# Need help regarding ACS assessment



## Chennaite (Feb 19, 2012)

Hi All,

I have applied for ACS assessment As “Analyst Programmer”

These are the details I have provided

I have done Electronics and communication in Bangalore University.

From 1997 – 2006 worked on roles related to “Analyst Programmer”
From 2007- 2008 worked as 2nd level production Support
From 2008 – till date Working as Project Manager

(All overseas experience only)

My employment history is like this
Nov 1997 – Feb 1999 – Company1
March 1999 – Aug 1999 – Company2
Aug 1999 – Mar 2000 – Company3
Apr 2000 – Jan 2003 – Company4
Jan 2003 – Jun 2005 – Company5
Jun 2005 – Sep 2011 – Company6
Sep 2011 – Till date – Company7

For all the above company I have provided the appointment letter and relieving letters as employment proof.
For company6 I also provided a bonafide certificate they issued in March 2011.

Company 1- 3 I am unable to trace or establish any contact to get the reference letter.
Company4 is closed though it was once publicly traded company and was one of the top 5 software exporter in India then.
Company5 Has been acquired / Merged multiple time with other companies. 

Now the ACS has asked me to provide a reference letters for all the companies but for Company6.

I Have approached my current employer Company7 They have agreed to provide one.
Company 7 – the new entity has agreed to look into and has said they will try to provide a reference letter.

Now here are my queries.
-	Will I be assessed as “Analyst Programmer” based on my Roles and Responsibilities I have provided? (Though I have played Project Manager Role from 2008 and Production Support from 2006-2008)
-	Will ACS consider a Gap in company6 since the bonafide certificate was issued on March 2011 while I left the company on Sep 2011? ( Though ACS has not requested for any Reference for Company6 in their mail to me)
-	Even if I am +vely assessed by ACS will I be able to get 15 point for my experience for Analyst Programmer? (Since I have been playing Project Manager Role for very long)
Apologies for this long mail.

Thank you in advance for the support
Chennaite


----------



## Chennaite (Feb 19, 2012)

Anybody pls provide your valuable inputs….


----------



## rinkesh.sawhney (Jan 30, 2012)

hi,

I want to claim points for partner skills, however the job code for Software tester is in SOL2.
Will i get points if i get skill assessment done?


Thanks,
Rinkesh.


----------



## dreamaus (Nov 12, 2011)

Chennaite said:


> Hi All,
> 
> I have applied for ACS assessment As “Analyst Programmer”
> 
> ...


1. You will be assessed as AP for the period you worked on that role.
2. company6 should be fine because relieving letter says when u actually quit
3. it depends again on how ACS takes your work exp in each company. they will anyways list against each company on how many months you have been assessed. 

u have enough exp still r u running short of 65?


----------



## dreamaus (Nov 12, 2011)

rinkesh.sawhney said:


> hi,
> 
> I want to claim points for partner skills, however the job code for Software tester is in SOL2.
> Will i get points if i get skill assessment done?
> ...


I think if your job code is in either sol1 or 2 it should be ok as long as acs outcome is +ve.


----------



## Chennaite (Feb 19, 2012)

Hi Dreamaus,

Thank you for the inputs.
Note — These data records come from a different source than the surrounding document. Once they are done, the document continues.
PR #4180, opened 2015-10-22
MONGOID-4078 Fix #last on criteria

estolfo:


durran:
The automatic sort here cannot be applied. It's a huge performance hit and the removal of it was intentional in Mongoid 5. See https://jira.mongodb.org/browse/MONGOID-3768

Should close the Jira issue and reference the above ticket.

estolfo:
Ok, thanks. I saw the specs were present but marked as pending so I thought it was an oversight.
Do we document this anywhere?

durran:
Yeah the specs should have been removed - was my oversight. We documented it in the CHANGELOG (https://github.com/mongodb/mongoid/blob/master/CHANGELOG.md) under backwards incompatible changes and it's also in the docs under upgrading (https://docs.mongodb.org/ecosystem/tutorial/ruby-mongoid-tutorial/#upgrading-to-5-0-0)

estolfo:
Cool, thanks. I'll just remove the specs then so no one makes the same mistake I did in the future = )

PR #4181, opened 2015-10-23
MONGOID-3267 Using relations as a default values

sivagollapalli:


lib/mongoid/fields/standard.rb
```diff
@@ -231,7 +231,11 @@ def included?(fields)
       # @since 2.4.4
       def evaluated_default(doc)
         if default_val.respond_to?(:call)
-          evaluate_default_proc(doc)
+          begin
+            evaluate_default_proc(doc)
+          rescue NoMethodError => e
+            return nil
+          end
```
estolfo: Thanks for the pull request! 
I think instead of catching a specific error here, we would want to do a more general change so that we could solve the problem noted here as well: https://github.com/mongodb/mongoid/blob/master/lib/mongoid/document.rb#L113-L114

sivagollapalli: @estolfo Do you mean we should move exceptional block to `initialize` method in `lib/mongoid/document.rb` ?

estolfo: We actually need to redesign a little so that methods referencing an association aren't called until after the relation is set on the new object. The initialize method of Document determines the order in which this setup happens but changing the order wouldn't be enough-- we need to change fields.rb to account for a dependency of a certain field on an association.

sivagollapalli: I have done little investigation on this. As per my knowledge, `append(document)` in `lib/mongoid/relations/referenced/many.rb` sets the relationship. So I think we need to call `append(document)` prior to `apply_post_processed_defaults` in `initialize` method in `lib/mongoid/document.rb`

Apart from this I thought some other such that we could avoid changing order of `initialize`  method. When we call `project.rules.create(name: 'test rule')` why couldn't we send parent object as well which means build attributes would be modified into `{ name: 'test rule', project: project }`. Thoughts please?

johnnyshields:
@estolfo this PR should be closed as the proposed implementation does not solve the issue listed in MONGOID-3267. The author can re-open a new PR with a different implementation if needed.

estolfo:
This needs to be fixed as part of a larger refactor.

PR #4182, opened 2015-10-26
MONGOID-3737 adding a spec to prove this issue no longer exists

DiannaHohensee:


spec/mongoid/relations/eager/has_many_spec.rb
```diff
@@ -177,6 +177,43 @@
...
         end
       end
+
+      context "when the child has a default scope" do
+
+        let(:criteria) do
+          Exhibitor.where(:status.ne => "removed")
+        end
+
+        let(:exhibitorPresent) do
```
simi: *it is common to use snake case naming in Ruby*

```exhibitorPresent => exhibitor_present```

PR #4184, opened 2015-10-29
MONGOID-3858 MONGOID-3696 adding spec to prove this is no longer an issue

DiannaHohensee:


spec/mongoid/relations/embedded/many_spec.rb
```diff
@@ -2748,26 +2748,47 @@ class TrackingIdValidationHistory
...
-          expect(address.locations.first.name).to eq("home")
+        before do
+          location.number = 7
+          location.save
         end
 
-        it "overwrites the existing documents" do
-          expect(address.locations.count).to eq(1)
+        it "persists the change" do
+          expect(person.reload.addresses.first.locations.find(location.id).number).to eq(7)
```
estolfo: I would put this in a let block so you would have something like:

```ruby
let(:updated_attribute) do
  person.reload.addresses.first.locations.find(location.id).number
end
```

and then 
```ruby
expect(updated_attribute).to eq(7)
```

DiannaHohensee:
@estolfo Fixed.

PR #4185, opened 2015-10-30
MONGOID-4172: Use positional operator only on 1 level deep nesting.

durran:


lib/mongoid/positional.rb
```diff
@@ -0,0 +1,75 @@
...
+
+    def process_updates(keys, update, updates = {})
+      update.each_pair do |position, value|
+        updates[replace_index(keys, position)] = value
+      end
+      updates
+    end
+
+    def replace_index(keys, position)
+      # replace index with $ only if that key is on the selector and it is only
```
estolfo: key is *in* the selector

spec/mongoid/positional_spec.rb
```diff
@@ -0,0 +1,221 @@
...
+
+        let(:selector) do
+          { "_id" => 1, "children._id" => nil }
+        end
+
+        let(:expected) do
+          {
+            "$set" => {
+              "field" => "value",
+              "children.0.field" => "value",
```
estolfo: shouldn't this be 

```ruby
"children.$.field" => "value",
```

durran: No because the _id is nil on the second child.

estolfo: ok so shouldn't the test say it doesn't do a replacement?

durran: Yeah - I updated the test wording.

estolfo: ok makes sense now = )

PR #4190, opened 2015-11-06
MONGOID-3709 Support nested polymorphic association assignment

estolfo:


TheNaoX:
:+1:

spec/app/models/post.rb
```diff
@@ -15,6 +15,9 @@ class Post
   has_many :videos, validate: false
   has_many :roles, validate: false
 
+  belongs_to :posteable, polymorphic: true
```
simi: Maybe `postable` :question:

PR #4191, opened 2015-11-10
MONGOID-4181 adding spec to prove this is no longer an issue

DiannaHohensee:


estolfo:
hey @DiannaHohensee can you rebase against master so the tests can run on travis ?

jsperezg:
This still happens when the belongs_to has a touch: true

estolfo:
Hi @jsperezg 

Can you please share what version of Mongoid you are using? I'm not seeing that it's an issue with the latest 6.2.0.

If it's indeed still an issue, can you please reopen the [mongoid ticket](https://jira.mongodb.org/browse/MONGOID-4181) and put steps to reproduce along with the version you are using?

Thanks!

Emily

jsperezg:
Hi, 

You can safely ignore it. I've been experiencing lots of weird issues like 'after_update' triggered after document creation, and regressions like this but my conclusion is that it's a side effect from this gem:

https://github.com/mrrooijen/mongoid-paperclip

PR #4164, opened 2015-09-29
Improve BigDecimal mongoize behavior

johnnyshields:
Recently I attempted to migrate a number of `Float` fields to `BigDecimal`, and I found that the behavior is inconsistent between the two. This PR rectifies that situation. Note that `BigDecimal` is stored in MongoDB as a string, as there is no native BSON type for it.

- `demongoize` should always return a BigDecimal or else nil, never an empty string (this mirrors how Floats and Integers behave).
- `mongoize` should always return a String which can be demongoized to a BigDecimal, otherwise nil
- Support storing BigDecimal values `"Infinity"` and `"-Infinity"` in the database.
- The strings `"Infinity"` and `"-Infinity"` now evaluate as numeric? true.
- `BigDecimal`s now evaluate as numeric? true.
- Additional tests for BigDecimal covering all edge cases.

### Demongoize

| Value to Demongoize | Current            | New | Behavior Changed? |
| ---         | ---                | --- | --- |
| "0"         | BigDecimal 0.0     | BigDecimal 0.0 |   |
| "-0"        | BigDecimal -0.0    | BigDecimal -0.0 |   |
| "1"         | BigDecimal 1       | BigDecimal 1 |   |
| "1.1"       | BigDecimal 1.1     | BigDecimal 1.1 |   |
| nil         | String ""          | nil | **Y** |
| false       | nil                | nil |   |
| true        | true (TrueClass) | nil | **Y** |
| ""          | String ""          | nil | **Y** |
| "other1"    | String "other"     | nil | **Y** |
| "NaN"       | BigDecimal NaN     | BigDecimal NaN |   |
| "Infinity"  | String "Infinity"  | BigDecimal Infinity  | **Y** |
| "-Infinity" | String "-Infinity" | BigDecimal -Infinity | **Y** |

### Mongoize

| Value to Mongoize | Current        | New | Behavior Changed? |
| ---            | ---            | --- | --- |
| BigDecimal 0   | String "0.0"   | String "0.0"  |   |
| BigDecimal -0  | String "-0.0"  | String "-0.0" |   |
| BigDecimal 1   | String "1"     | String "1"    |   |
| BigDecimal 1.1 | String "1.1"   | String "1.1"  |   |
| nil            | String ""      | nil | **Y** |
| false          | false (FalseClass) | nil | **Y** |
| true           | String "true"  | nil | **Y** |
| ""             | String ""      | nil | **Y** |
| "1"            | String "1"     | String "1"   |   |
[...]

PR #4194, opened 2015-11-13
6.0.0: Use Refinements instead of Extensions in Global Namespace

durran:


simi:
You'll need to update JRuby to 9000 on CI to test refinements there.

johnnyshields:
Please consider merging https://github.com/mongodb/mongoid/pull/4164 first as it's likely to conflict with this.

durran:
@johnnyshields Ah thanks for reminding me of that. Will do.

estolfo:
We're not going to use Refinements in Mongoid, they're not fully supported by RRuby.

PR #4197, opened 2015-11-18
MONGOID-4190 Disconnect new clusters to avoid leaving monitor threads running in calls to Model#with

estolfo:
This goes in 5.1.0 so don't merge until later.

### DIFF
--- a/lib/mongoid/clients/options.rb
+++ b/lib/mongoid/clients/options.rb
@@ -76,13 +76,27 @@ module Mongoid
           Thread.current["[mongoid][#{klass}]:persistence-options"]
         end
 
+        # Get the client with special options for the current thread.
+        #
+        # @example Get the client with options.
+        #   Threaded.client_with_options(Band)
+        #
+        # @param [ Class ] klass The model class.
+        #
+        # @return [ Mongo::Client ] The client.
+        #
+        # @since 5.1.0
+        def client_with_options(klass = self)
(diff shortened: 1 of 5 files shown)


lib/mongoid/clients/options.rb
```diff
@@ -93,6 +107,97 @@ def persistence_options(klass = self)
...
+        # @example Unset the client with options.
+        #   Threaded.unset_client_with_options(Band)
+        #
+        # @param [ Class ] klass The model class.
+        #
+        # @return [ nil ] nil.
+        #
+        # @since 5.1.0
+        def unset_client_with_options(klass)
+          if Thread.current["[mongoid][#{klass}]:mongo-client"]
```
durran: A bit nit-picky but you could do this:

```ruby
if client = Thread.current["[mongoid][#{klass}]:mongo-client"]
  client.close
  Thread.current["[mongoid][#{klass}]:mongo-client"] = nil
end
```

estolfo: sure
Otherwise, do you have another idea of how to address this? I think the solution could be cleaner so will continue thinking about it / iterating on it.

durran: Well we need to get rid of the thread locals in the near future - will clean this up once we are passing a "context" object of sorts through the chain.

estolfo: ok makes sense

PR #4199, opened 2015-11-25
RUBY-1072 MONGOID-4192 Add limit of 1 to Model#first and Model#last to avoid leaving cursors open on the server

estolfo:


durran:
:+1:

PR #4202, opened 2015-12-03
MONGOID-3407 FIX# Can't use dot notation with atomic updates on the document instance level

sivagollapalli:


estolfo:
Thanks for this fix @sivagollapalli !

PR #4511, opened 2018-07-23
Add Ruby 2.5 & rails to support matrix

p-mongo:


docs/tutorials/mongoid-installation.txt
```diff
@@ -32,28 +32,28 @@ Compatibility
...
 Note the following compatibility matrix to determine if Mongoid is
-compatible your Ruby version and MongoDB server. Note that Mongoid
+compatible with your Ruby version and MongoDB server. Note that Mongoid
 is currently compatible with Rails 5 and depends on ActiveModel 5.1 or higher,
 and thus requires Ruby 2.2.2 or higher.
 
 .. list-table::
    :header-rows: 1
 
    * - Ruby Version
```
saghm: Given that each of the columns have the exact same value throughout, I have to wonder if a table is actually the best format to convey this information. Why not just say "Mongoid requires MRI >= 2.2.0 or JRuby 9.1.x"?

PR #4512, opened 2018-07-27
 Test on jruby via chruby toolchain

p-mongo:


saghm:
Is this still blocked? It looks like the ticket you linked to is merged now

p-mongo:
jruby testing vs driver master is busted due to https://github.com/bundler/bundler/issues/6678.

p-mongo:
On top of #4527 and #4531

PR #4515, opened 2018-08-02
MONGOID-4525 Fix ability to reset Hash field to empty Hash (on master)

mdehoog:
Combination of #4487 / #4510: forward-port to master.

### DIFF
--- a/lib/mongoid/persistable/settable.rb
+++ b/lib/mongoid/persistable/settable.rb
@@ -51,16 +51,38 @@ module Mongoid
         prepare_atomic_operation do |ops|
           process_atomic_operations(setters) do |field, value|
 
-            field_and_value_hash = hasherizer(field.split('.'), value)
-            field = field_and_value_hash.keys.first.to_s
-            value = field_and_value_hash[field]
+            field_seq = field.to_s.split('.')
+            field = field_seq.shift
+            if field_seq.length > 0
+              # nested hash path
+              old_value = attributes[field]
 
-            if fields[field] && fields[field].type == Hash && attributes.key?(field) && Hash === value && !value.empty?
-              merger = proc { |key, v1, v2| Hash === v1 && Hash === v2 ? v1.merge(v2, &merger) : v2 }
-              value = (attributes[field] || {}).merge(value, &merger)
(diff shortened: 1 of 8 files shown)


p-mongo:
Thank you for this.

mdehoog:
@johnnyshields I don't believe we do. The original bug fix was to allow setting a value to an empty hash; the root cause was due to the special handling of hashes such that keys are merged. This special handling doesn't apply to arrays, and setting empty arrays should work fine.

p-mongo:
Adding additional test cases, one problem with this implementation is it merges leaf hash values instead of writing them as is (which is what mongo shell does).

I.e. if I have `{'a' => {'b' => 'c'}` and I set `'a' => {'d' => 'e'}`, the result should be `{'a' => {'d' => 'e'}}` but it currently is `{'a' => {'b' => 'c', 'd' => 'e'}}`. (To achieve the merge on the leaf level the operation should be to set `'a.d' => 'e'`.)

mdehoog:
@p-mongo your new tests fail on master also. Perhaps it would be better to track this bug in a separate PR and issue, rather than conflating two fixes into one?

p-mongo:
Should be fixed now. Do you want to make that ticket?

lib/mongoid/persistable/settable.rb
```diff
@@ -23,17 +51,39 @@ def set(setters)
...
-              process_attribute(field.to_s, value)
-            else
-              process_attribute(field.to_s, field_and_value_hash[field])
+              # now we are on the leaf level, perform the set
+              # and overwrite whatever was on this level before
+              cur_value[field_seq.shift] = value
+
+              # and set value to the value of the top level field
+              # because this is what we pass to $set
+              value = old_value
```
mdehoog: now that the bulk of this `set` method consists of logic handling nested hashing, perhaps section should be pulled out into a separate method specifically for merging hashes?

mdehoog:
I went ahead and opened an issue here: https://jira.mongodb.org/browse/MONGOID-4593.

Closing in favor of #4518, which contains the same commits and is specifically a fix for the above issue.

I have got the +ve assessment. 
Below are the details about my experience they have considered.

Your Skills have been assessed to be suitable for migration under 261311 (Analyst Programmer) of the ANZSCO Code.

Dates	: 11/97 - 02/99	(0 Years 0 Months)
Position	: Software Engineer - Not assessable due to insufficient Detail
Employer	: Company1
Country	: India

Dates	: 3/99 - 08/99	(0 Years 0 Months)
Position	: Senior Programmer - Not assessable due to insufficient Detail
Employer	: Company2
Country	: India

Dates	: 8/99 - 04/00	(0 Years 8 Months)
Position	: Senior Programmer
Employer	: Company3
Country	: India

Dates	: 4/00 - 01/03	(2 Years 9 Months)
Position	: Systems Analyst
Employer	: Company4
Country	: India

Dates	: 1/03 - 06/05	(2 Years 5 Months)
Position	: Project Leader
Employer	: Company5
Country	: India

Dates	: 06/05 - 05/11	(5 Years 11 Months)
Position	: Assistant Project Manager
Employer	: Company6
Country	: India

Dates	: 09/11 - 03/12	(0 Years 0 Months)
Position	: Project Manager - Not assessable due to insufficient Detail
Employer	: Company7(Current Employer)
Country	: India

I have couple of queries now.

1. Based on the above assessment, will I get the 20 points for 8+ years of experience in the the nominated skill from past 10 Years.
2. Will I qualify for the recent work experience - “ Should have been employed for 12 months in past 24 months in the nominated or any skill in the SOL”.

Thanks in advance for the support extended.


Thanks and Regards
Chennaite


----------



## Chennaite (Feb 19, 2012)

Not sure why they have only considred only till "May 2011" in my previous organization, though I have worked till Sep 2011.

Regarding the years of experience - My understanding is that what ever your role or designation, if your roles and responsibilities are in line with the "Analyst programmer" then they seem to consider. You may perform other additional roles & responsibilities too, but they are not intrested in those seems they look for the roles & responsibilities for "Analyst Programmer" and if you have performed those they seem to consider.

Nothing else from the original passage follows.